Free State of Jones

While walking through the Gettysburg battlefield museum this past June, I noticed something I hadn’t during my previous 6 or so trips: a display listing the total number of white southern men, per confederate state, that had fought for the Union and its army. The total number was over 100,000 men. That’s basically a large army of southern men rallying to Old Glory and President Lincoln. The largest number, I noticed, came from the southern state of Tennessee, where about 42,000 southern white men joined the Union army ranks. This gives a whole new meaning to the motto “the volunteer state.”

No doubt these southern men were labeled “traitors” by many of their fellow southerns. But these Southern Unionist or, more aptly, Union Loyalists, might have reminded their secessionist brethren that they had rightfully acquired that label first.

I had always known there were white southerns during the American Civil War that didn’t support secession, but they got outvoted. I think one might argue that most southerners got out-maneuvered politically and psychologically as well. Many got pulled into the war by the southern planter class who benefited the most from slave labor and the wealth it generated for their vast plantations.

This brings me to a civil war era movie I watched on Netflix the other night. It’s based on a true story. This particular story had escaped my readings over the years until the other night when I saw the movie the Free State of Jones. I hadn’t known that men (and women) in the deep southern state of Mississippi had taken up arms against the confederacy—a rebellion within a rebellion you might say.

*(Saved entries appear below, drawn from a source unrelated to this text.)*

PR #6463, opened 2023-06-14
feat: payment variable

KenLSM:
## Problem

Supporting Variable Payments

Closes FRM-1015, Closes FRM-987, Closes FRM-971

## Solution

**Breaking Changes** 

**Features**:

**DB Model Changes**
```diff
payments_field:
	enabled: Boolean
	description: String
	amount_cents: Number; validate is integer and non-negative
+	name: String;
+	type: enum(PaymentType)


+ enum PaymentType
	+ Fixed
	+ Variable
	+ Products [reserved for payment v3]
```

## Before & After Screenshots

| Fixed Payments | Variable Payments | Disabled Payments
|--------|--------|--------|
| Screenshot 2023-06-23 at 11 13 07 PM | variable |no payment |

Payment Dropdown Component
Screenshot 2023-06-23 at 11 12 50 PM

## Tests

**Regression Flow for original payments**
Responders able to make payment, admin response still functions
- [ ] As a responder
  - [ ] using an old / existing payment form
  - [ ] able to successfully make payment on form
- [ ] As an admin
  - [ ] able to see submission response on admin response result page

Admin able to save on old forms
- [ ] As an admin
  - [ ] login using an old / existing payment form as an admin
  - [ ] able to successfully add/edit/remove non-payment fields
  - [ ] able to successfully edit/remove payment fields
- [ ] As a responder
  - [ ] able to successfully make payment on form
- [ ] As an admin
  - [ ] able to see submission response on admin response result page

**New feature flow**
Fixed Payments
- [ ] create a fixed payment form
- [ ] able to successfully make payment on form
- [ ] able to see submission response on admin response result page

Variable Payments
- [ ] As an admin
  - [ ] create a variable payment form
  - [ ] set a min and max value
- [ ] As a responder
  - [ ] able to successfully make payment on form
- [ ] As an admin
  - [ ] able to see submission response on admin response result page
  - [ ] result should reflect the dynamic amount paid

Switching Payment Types
- [ ] As an admin
  - [ ] create a variable payment form
  - [ ] set a min and max value, description, name, and save the form
  - [ ] refresh the page, and switch payment type to Fixed
  - [ ] observe that amount field is reset, and description, name are still set.
  - [ ] able to save form
  - [ ] refresh the page, and switch payment type to Variable
  - [ ] observe that min and max value fields are reset, and description, name are still set.
  - [ ] able to save form
 

## Deploy Notes

Backwards compatibility is supported, but we should proactively run the DB migration to update the entries on DB.
Script to run `scripts/202306xx_populate_paymenttype_default/add_fixed_payment_type_default.js`


scripts/202306xx_populate_paymenttype_default/add_fixed_payment_type_default.js
```diff
@@ -0,0 +1,34 @@
+/* eslint-disable */
```
mayying, line 1: Since no index is being used, a full table scan will be activated to perform the filter and update, depending on the number of forms in production, and the spec of the db, it may cause performance degradation to prod user, and also the cron processes (such as webhook handling). suggest to add filter by _id, and do a for loop batch by batch (alternatively if the number of forms since payment is launched is not too much (say lesser than 10k?), we can skip the batch, and simply add a _id >= ObjectId(`time since first payment launched`) filter to avoid full table scan. let me know if u need help with the script.

src/app/modules/form/admin-form/admin-form.payments.controller.ts
```diff
@@ -309,25 +310,62 @@ export const _handleUpdatePayments: ControllerHandler<
...
+    enabled: Joi.boolean().required(),
+    payment_type: Joi.string()
+      .allow(...Object.values(PaymentType))
+      .required(),
+    amount_cents: Joi.when('enabled', {
+      is: Joi.equal(true),
+      then: Joi.when('payment_type', {
+        is: Joi.equal(PaymentType.Fixed),
+        then: Joi.number().integer().positive().required(),
+        otherwise: Joi.number(),
```
mayying: since the variable is amount_cents, should the variable payment input type be validated as integer? or can it still be float?

src/app/modules/form/admin-form/admin-form.payments.controller.ts
```diff
@@ -309,25 +310,62 @@ export const _handleUpdatePayments: ControllerHandler<
...
+      }),
+      otherwise: Joi.number().integer(),
+    }),
+
+    min_amount: Joi.when('enabled', {
+      is: Joi.equal(true),
+      then: Joi.when('payment_type', {
+        is: Joi.equal(PaymentType.Variable),
+        then: Joi.number().integer().positive().required(),
+        otherwise: Joi.number(),
```
mayying: likewise for this

src/app/modules/form/admin-form/admin-form.payments.controller.ts
```diff
@@ -309,25 +310,62 @@ export const _handleUpdatePayments: ControllerHandler<
...
+        is: Joi.equal(PaymentType.Variable),
+        then: Joi.number().integer().min(Joi.ref('min_amount')).required(),
+        otherwise: Joi.number(),
+      }),
+      otherwise: Joi.number().integer(),
+    }),
+
+    description: Joi.when('enabled', {
+      is: Joi.equal(true),
+      then: Joi.string().required(),
```
mayying: shall we add trim?

src/app/modules/form/admin-form/admin-form.payments.controller.ts
```diff
@@ -309,25 +310,62 @@ export const _handleUpdatePayments: ControllerHandler<
...
+      otherwise: Joi.string().allow(''),
+    }),
+    name: Joi.when('enabled', {
+      is: Joi.equal(true),
+      then: Joi.string().required(),
```
mayying: same here

src/app/modules/form/admin-form/admin-form.payments.service.ts
```diff
@@ -0,0 +1,83 @@
...
+  formId: string,
+  newPayments: PaymentsUpdateDto,
+): ResultAsync<
+  IEncryptedFormDocument['payments_field'],
+  PossibleDatabaseError | FormNotFoundError | InvalidPaymentAmountError
+> => {
+  const { enabled } = newPayments
+
+  // Check if payment amount exceeds maxPaymentAmountCents or below minPaymentAmountCents if the payment is enabled
+  if (enabled && newPayments.payment_type === PaymentType.Fixed) {
```
mayying, line 36: it may be better to put validation as a separate function, so that testing can be modularised as well. Alternatively, is it possible to use joi for these validations? for e.g. (need to be tested)

```
amount_cents: Joi.when("enabled", {
      is: Joi.equal(true),
      then: Joi.when("payment_type", {
        is: Joi.equal(PaymentType.Fixed),
        then: Joi.number().integer().positive().required().min(paymentConfig.minPaymentAmountCents).max(paymentConfig.maxPaymentAmountCents),
        otherwise: Joi.when("payment_type", {
          is: Joi.equal(PaymentType.Variable),
          then:
            Joi.number().integer().positive().required().min(Joi.ref("min_amount")).max(Joi.ref("max_amount"))
        })
      }),
      otherwise: Joi.number().integer()
    }),
```

src/app/modules/submission/encrypt-submission/encrypt-submission.utils.ts
```diff
@@ -237,3 +240,26 @@ export const createEncryptedSubmissionDto = (
     version: submissionData.version,
   }
 }
+
+export const getPaymentAmount = (
+  formPaymentFields: FormPaymentsField, // fields that are from document.form
+  incomingSubmissionPaymentFields?: PaymentFieldsDto, // fields that are from incoming submission
```
mayying, line 274: do we also need to check if incomingSubmissionPaymentFields exists since the middleware does not specify that the field is required.

src/app/modules/submission/encrypt-submission/encrypt-submission.controller.ts
```diff
@@ -361,7 +362,8 @@ const submitEncryptModeForm: ControllerHandler<
      * Start of Payment Forms Submission Flow
      */
     // Step 0: Perform validation checks
-    const amount = form.payments_field.amount_cents
+    const amount = getPaymentAmount(form.payments_field, req.body.payments)
+    //  .amount_cents
```
mayying: can this be removed?

src/app/modules/submission/encrypt-submission/encrypt-submission.utils.ts
```diff
@@ -237,3 +240,26 @@ export const createEncryptedSubmissionDto = (
...
+  switch (payment_type) {
+    case PaymentType.Fixed:
+      return formPaymentFields.amount_cents
+    case PaymentType.Variable:
+      return incomingSubmissionPaymentFields?.amount_cents
+
+    default: {
+      // Force TS to emit an error if the cases above are not exhaustive
+      // eslint-disable-next-line @typescript-eslint/no-unused-vars
+      const exhaustiveCheck: never = payment_type
```
mayying, line 287: why not return empty like in line 249? what is the implication of forcing an error here?

src/app/modules/submission/encrypt-submission/encrypt-submission.utils.ts
```diff
@@ -237,3 +240,26 @@ export const createEncryptedSubmissionDto = (
     version: submissionData.version,
   }
 }
+
+export const getPaymentAmount = (
```
mayying, line 272: it may be better to add a description here, as there are multiple forms of return here

mayying, line 272: shall we add a UT for the new method?

scripts/202306xx_populate_paymenttype_default/add_fixed_payment_type_default.js
KenLSM: The number of forms with payment is not significant enough.

But however, I need this exercise. Will ping you separately on how you would write such a batching job.

src/app/modules/form/admin-form/admin-form.payments.controller.ts
KenLSM: All `amount_cents`, `min_amount`, `max_amount` should be integers. 

The reason I'm not validating it, aside from ensuring it as `typeof number`, is that the value is not read/used if it is not `PaymentType.Fixed`.

scripts/202306xx_populate_paymenttype_default/add_fixed_payment_type_default.js
mayying: The number of forms with payment does not really matter that much, rather is the total number of forms created since payment feature is launched, cuz if we just add _id filter, we need to know how many rows will be affected in the index scan.

src/app/modules/submission/encrypt-submission/encrypt-submission.utils.ts
KenLSM: Typescript would explicitly fail to compile if we missed out a case. By returning `empty` it would mean that the code can still compile, and server would fail during runtime.

src/app/modules/form/admin-form/admin-form.payments.controller.ts
KenLSM: Ah I see what you mean. The outer `otherwise` checks for `integer()` but inner `otherwise` doesn't. This can cause conflicts when the user switches from `enable` to `disable`.

KenLSM: 7b51943d3

src/app/modules/form/admin-form/admin-form.payments.controller.ts
KenLSM: 7b51943d3

src/app/modules/form/admin-form/admin-form.payments.controller.ts
KenLSM: 7b51943d3

src/app/modules/form/admin-form/admin-form.payments.controller.ts
KenLSM: d288736f8

src/app/modules/form/admin-form/admin-form.payments.service.ts
KenLSM: > it may be better to put validation as a separate function

Agreed. With `ByProducts` this will get way too chunky.

> Alternatively, is it possible to use joi for these validations? for e.g. (need to be tested)

I think `joi` is used for `routes` -joi-middleware-> `controller`. While services can be called by other services/controller.

frontend/src/components/MoneyInput/MoneyInput.tsx
```diff
@@ -92,17 +81,7 @@ export const MoneyInput = forwardRef<MoneyInputProps, 'input'>(
...
-                // Show Flags if available. If value does not exist for any reason,
-                // a default fallback icon will be used by ChakraUI.
-                // See https://chakra-ui.com/docs/media-and-icons/icon#fallback-icon.
-                as={Flags[country]}
-                role="img"
-                __css={styles.icon}
-              />
-              <Text>{currency[country]}</Text>
-            </HStack>
+            <Text>S$</Text>
```
foochifa, line 84: Are we going to hard-set just SGD going forward?

frontend/src/features/admin-form/create/builder-and-design/BuilderAndDesignDrawer/FieldListDrawer/field-panels/PaymentsInputPanel/PaymentsInputPanel.tsx
```diff
@@ -1,73 +1,64 @@
...
-}).format
+import { FixedPaymentAmountField } from './FixedPaymentAmountField'
+import { VariablePaymentAmountField } from './VariablePaymentAmountField'
 
-type FormPaymentsInput = {
-  enabled: boolean
-  description: string
+export type FormPaymentsInput = Omit<FormPaymentsField, 'amount_cents'> & {
   display_amount: string
+  display_min_amount: string
```
foochifa, line 60: On type safety, `FormPaymentsInput` here is going to expect both `display_amount` and `display_min_amount` & `dispaly_max_amount` but that's not true right? 

it should be conditioned on whether its variable or fixed payment?

src/app/modules/form/admin-form/admin-form.payments.service.ts
mayying: Sorry for the confusion, what I meant is to move the validation to the route validation portion, instead of adding another layer of validation in this function.

src/app/modules/submission/encrypt-submission/encrypt-submission.utils.ts
mayying: how would server fail it though? abruptly with exit(1)? or by throwing error? I think we can do graceful exit in this case?

KenLSM: As in the behaviour ~would~could be undefined (or rather don't really want to think about it). If we could detect that such potential errors could exist, we can should try to handle them. Similar to most statically-typed languages forces you to account for all cases before allowing one to emit an executable.

frontend/src/features/admin-form/create/builder-and-design/BuilderAndDesignDrawer/FieldListDrawer/field-panels/PaymentsInputPanel/PaymentsInputPanel.tsx
```diff
@@ -196,63 +160,99 @@ export const PaymentInput = ({ isDisabled }: { isDisabled: boolean }) => {
...
-        <FormErrorMessage>{errors.display_amount?.message}</FormErrorMessage>
-        {Number(clonedWatchedInputs.display_amount) > 1000 ? (
-          <InlineMessage variant="warning" mt="2rem" useMarkdown>
-            You would need to issue your own invoice for amounts above S$1000.
-            [Learn more about
-            this](https://guide.form.gov.sg/faq/faq/payments#simplified-tax-invoices-versus-regular-tax-invoices)
-          </InlineMessage>
-        ) : null}
-      </FormControl>
+      {isUsingPayment && (
```
foochifa, line 181: Shouldn't `isUsingPayment` here encompass the entire block of payments components from `Payment type` all the way to the `VariablePaymentAmountField | FixedPaymentAmountField`? Else currently we are doing 4 `isUsingPayment` checks

frontend/src/features/admin-form/create/builder-and-design/BuilderAndDesignDrawer/FieldListDrawer/field-panels/PaymentsInputPanel/FixedPaymentAmountField.tsx
```diff
@@ -0,0 +1,70 @@
...
+        )}
+      />
+      <FormErrorMessage>
+        {errors[DISPLAY_AMOUNT_FIELD_KEY]?.message}
+      </FormErrorMessage>
+      {Number(input[DISPLAY_AMOUNT_FIELD_KEY]) > 1000 ? (
+        <InlineMessage variant="warning" mt="2rem" useMarkdown>
+          You would need to issue your own invoice for amounts above S$1000.
+          [Learn more about
+          this](https://guide.form.gov.sg/faq/faq/payments#simplified-tax-invoices-versus-regular-tax-invoices)
```
foochifa: would it be good to use a go-gov link here? -> in the future if there are any changes we can just change the underlying link

src/app/modules/form/admin-form/admin-form.payments.service.ts
KenLSM: It is already validated at the routes [here](https://github.com/opengovsg/FormSG/pull/6463/files#diff-f46e4b758b65d2a6eed5f926a370dcbdbd3bf032308ffae0ecd0e45600f529d2R315).

This is a service-level check where the intention is to further check on config-level validators (`paymentConfig.minPaymentAmountCents`) which is out of `joi` and `db` role

src/app/modules/submission/encrypt-submission/encrypt-submission.utils.ts
KenLSM: It's checked in 
`incomingSubmissionPaymentFields?.amount_cents` or am I misunderstanding something?

src/app/modules/form/admin-form/admin-form.payments.service.ts
mayying: i was wondering if we could add all checks, in the joi validation, as it may cause confusion as to why there're various places for input validation checks. Also, at the very minimum, i think the min/max amount check in line 48 can be moved to joi validation?

src/app/modules/submission/encrypt-submission/encrypt-submission.utils.ts
mayying: got it, thanks!

src/app/modules/submission/encrypt-submission/encrypt-submission.utils.ts
mayying: Hmm. with the current flow, when incomingSubmissionPaymentFields is empty, we will return 500 status code, but that should not be the case as this field comes from api request, right? In that case, we may need to do a separate validation for an early return with 400, please let me know if i misunderstanding anything 😅

scripts/202306xx_populate_paymenttype_default/add_fixed_payment_type_default.js
foochifa: +1 on this! 

Just went to try filtering by _id> objectId something

```
db.getCollection("forms")
.find({ 
    '_id': {$gt: ObjectId('some Id')},
    "payments_field": { $exists: true }
    }).count()

```

But doesn't seem to have a performance gain

there are a few [articles](https://studio3t.com/knowledge-base/articles/optimize-mongodb-queries/) about optimizing query performance. Maybe we have to create an index to preliminary filter by id/date before running the payment_field find query

src/app/modules/submission/encrypt-submission/encrypt-submission.utils.ts
KenLSM: Only for `PaymentType.Variable` then we will need `incomingSubmissionPaymentFields` to be present. Thus, we can't do an early return.

mayying: hmmm. i see, but is it correct that we will be returning 500 status in this case? is that expected?

frontend/src/features/public-form/components/FormPaymentPage/stripe/components/PaymentBlock.tsx
```diff
@@ -162,16 +163,13 @@ export const StripePaymentBlock = ({
           <Text textStyle="h3" textColor="primary.500" mb="1rem">
             Payment
           </Text>
-          <PaymentItemDetailsBlock
+          <FixedPaymentItemDetailsBlock
```
foochifa: Was wondering if we can document this better, agreed it makes sense to re-use the fixed payment block for both variable payment and fixed payment in payment page, as by that time the payment amount is 'fixed'. 

But cause at first I got confused at this line (wondering why there wasn't a separate one for variable 😅)

frontend/src/features/public-form/components/FormPaymentPage/queries.ts
```diff
@@ -34,3 +39,61 @@ export const useGetPaymentInfo = (
     { suspense: true },
   )
 }
+
+const formatCurrency = new Intl.NumberFormat('en-SG', {
```
foochifa: Hmm am wondering if this block here including the validation should be in utils instead of `queries.ts`? as we usually use our queries files for useQuery right? which mostly implies api service calls

frontend/src/features/public-form/components/FormPaymentPage/components/types.ts
```diff
@@ -0,0 +1,16 @@
+import { FormColorTheme } from '~shared/types'
+
+import { PaymentItemNameDescriptionProps } from './PaymentItemNameDescription'
```
foochifa: Should payment item name props just be collapsed into this type file? Then this file will serve as the types/props file for our payment item components

frontend/src/components/Dropdown/components/SelectMenu.tsx
```diff
@@ -9,19 +9,63 @@ import { itemToValue } from '../utils/itemUtils'
...
+const NothingFoundItem = () => {
+  const { styles, nothingFoundLabel } = useSelectContext()
+  return (
+    <ListItem role="option" sx={styles.emptyItem}>
+      {nothingFoundLabel}
+    </ListItem>
+  )
+}
+
+const RenderIfOpen = ({
```
foochifa, line 38: is this needed 😅 cause we can just {isOpen ? ... : null} below right? or is it for readability sake?

foochifa (commented):
Thanks @mayying for reviewing too! Generally looked at the FE as mayying has already commented on the BE

Mostly nits and just clarifying some assumptions. 

have tested locally and looks good, ~~but did run into some webhook receiving issues~~ (whitespace in my keys 😩)

frontend/src/features/admin-form/create/builder-and-design/BuilderAndDesignDrawer/FieldListDrawer/field-panels/PaymentsInputPanel/PaymentsInputPanel.tsx
KenLSM: Good question. I had initially done that as well, but it was due to how `React.Fragment` works together with component's `children`.

In the parent component, `<CreatePageDrawerContentContainer />`, it checks for it's child to determine whether there should be a `<Divider />` inserted.

If we are encompass the whole payments block with a singular `isUsingPayment`, we would need to wrap the 4 child components under a singular `< />` 
```
<CreatePageDrawerContentContainer>
 {isUsingPayment && <>{...fourChildComponents}
</CreatePageDrawerContentContainer>
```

Newton Knight was their leader and in the movie he’s played by Matthew McConaughey. Knight was a confederate solider who got furloughed by General Braxton Bragg to go home and to be with his dying father. (The movie has Knight leaving the army to bring his cousin’s—killed in battle— body home). But back home, in Jones County, Mississippi, Knight found the confederate army was confiscating food and other supplies from the locals, and not necessarily in nice way either. And of course the confederate army was hunting down deserters…at gun point…and hanging some of them, too.

On top of that, the confederate government had recently passed a new conscription law that favored wealthy southern families. The law said that for every 20 slaves a family owned, one of its male draft age members was exempt from conscription—the draft. Well…of course…it was mostly wealthy southern planters who owned 20 or more slaves. Almost needless to say the vast majority southern men (didn’t own more than 20 slaves, if any at all) in the confederate army and many weren’t pleased when the word got out about the new law. This aristocratic exemption only added to the confederate army’s desertion rate. On top of that, the whole idea of seceding from the Union hadn’t been particularly popular with many Mississippians anyway.

So Newton Knight, along with a growing band of confederate army deserters, and a number of local run-away slaves formed their own resistance army in Jones County, Mississippi. Basically, at first, their intent was to assist the Union army. They began ambushing confederate army wagon-trains and skirmishing with confederate army troops. Ultimately Knight and his band ran the confederate army out of Jones County and seized Ellisville, the county seat. Initially, Knight tried to get help from the Union Army, but he and his rebel band weren’t happy (at least in the film) with the answer they got from General Sherman. So Knight and his band declared Jones County Mississippi the Free State of Jones. They held on to Jones County until the war ended. Of course after the war you had the continuation of war (against the freed black population) by other means: the rise of the KKK, lynchings, voter suppression, etc, etc, and all kinds of other cruelties by white southerns determined to keep blacks disenfranchised.

It’s well worth your time to watch the Free State of Jones. Overall a good historical drama. A pretty good movie about an interesting aspect of Civil War history.